▶ TRY IT
Go through the material below, find each line with the word "round", and copy those lines.

__________________________________________________

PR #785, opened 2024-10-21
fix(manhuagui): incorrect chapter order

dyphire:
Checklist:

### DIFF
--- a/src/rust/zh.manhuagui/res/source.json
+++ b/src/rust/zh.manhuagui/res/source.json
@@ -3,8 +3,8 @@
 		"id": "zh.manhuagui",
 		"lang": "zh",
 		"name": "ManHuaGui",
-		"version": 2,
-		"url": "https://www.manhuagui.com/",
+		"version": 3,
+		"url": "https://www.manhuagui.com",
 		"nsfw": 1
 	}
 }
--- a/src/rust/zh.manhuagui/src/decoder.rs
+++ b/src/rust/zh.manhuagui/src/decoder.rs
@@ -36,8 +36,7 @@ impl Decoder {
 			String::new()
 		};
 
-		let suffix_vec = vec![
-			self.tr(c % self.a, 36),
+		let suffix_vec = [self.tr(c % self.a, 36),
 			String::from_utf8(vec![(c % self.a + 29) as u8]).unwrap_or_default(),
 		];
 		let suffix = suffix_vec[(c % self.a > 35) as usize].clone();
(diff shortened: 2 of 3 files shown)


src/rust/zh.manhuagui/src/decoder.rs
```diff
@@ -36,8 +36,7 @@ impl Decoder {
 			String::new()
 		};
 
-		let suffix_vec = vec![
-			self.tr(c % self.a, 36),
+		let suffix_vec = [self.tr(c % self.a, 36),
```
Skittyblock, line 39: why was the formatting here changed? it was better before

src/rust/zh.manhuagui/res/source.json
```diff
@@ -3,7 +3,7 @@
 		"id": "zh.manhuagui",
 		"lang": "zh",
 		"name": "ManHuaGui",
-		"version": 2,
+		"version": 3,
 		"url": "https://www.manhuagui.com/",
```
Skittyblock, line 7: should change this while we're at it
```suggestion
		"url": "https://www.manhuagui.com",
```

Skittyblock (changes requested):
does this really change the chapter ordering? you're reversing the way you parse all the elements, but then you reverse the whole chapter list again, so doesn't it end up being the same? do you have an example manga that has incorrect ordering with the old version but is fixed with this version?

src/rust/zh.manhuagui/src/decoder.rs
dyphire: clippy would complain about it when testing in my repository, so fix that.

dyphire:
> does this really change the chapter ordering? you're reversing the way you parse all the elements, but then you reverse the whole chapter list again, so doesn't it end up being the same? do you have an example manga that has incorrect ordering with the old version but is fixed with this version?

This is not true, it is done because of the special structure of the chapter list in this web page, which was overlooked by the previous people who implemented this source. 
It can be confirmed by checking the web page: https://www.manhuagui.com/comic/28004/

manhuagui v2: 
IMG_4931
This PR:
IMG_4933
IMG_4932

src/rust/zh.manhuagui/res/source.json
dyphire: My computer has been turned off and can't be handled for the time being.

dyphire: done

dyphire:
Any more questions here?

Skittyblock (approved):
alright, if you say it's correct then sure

__________________________________________________

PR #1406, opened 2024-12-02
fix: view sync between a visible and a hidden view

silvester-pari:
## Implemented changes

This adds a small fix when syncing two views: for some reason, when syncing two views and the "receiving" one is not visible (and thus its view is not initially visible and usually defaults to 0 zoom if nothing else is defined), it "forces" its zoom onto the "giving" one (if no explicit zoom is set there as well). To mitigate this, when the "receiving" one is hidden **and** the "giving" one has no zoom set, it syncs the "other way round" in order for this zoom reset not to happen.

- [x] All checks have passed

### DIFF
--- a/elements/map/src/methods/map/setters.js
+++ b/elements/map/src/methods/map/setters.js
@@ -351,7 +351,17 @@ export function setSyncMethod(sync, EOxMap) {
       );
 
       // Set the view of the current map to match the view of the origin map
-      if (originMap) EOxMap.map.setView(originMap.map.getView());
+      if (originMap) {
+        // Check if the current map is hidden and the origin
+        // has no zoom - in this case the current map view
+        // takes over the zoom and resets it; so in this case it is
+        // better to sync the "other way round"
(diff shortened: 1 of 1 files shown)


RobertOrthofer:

__________________________________________________

▶ SOLUTION
This adds a small fix when syncing two views: for some reason, when syncing two views and the "receiving" one is not visible (and thus its view is not initially visible and usually defaults to 0 zoom if nothing else is defined), it "forces" its zoom onto the "giving" one (if no explicit zoom is set there as well). To mitigate this, when the "receiving" one is hidden **and** the "giving" one has no zoom set, it syncs the "other way round" in order for this zoom reset not to happen.
+        // better to sync the "other way round"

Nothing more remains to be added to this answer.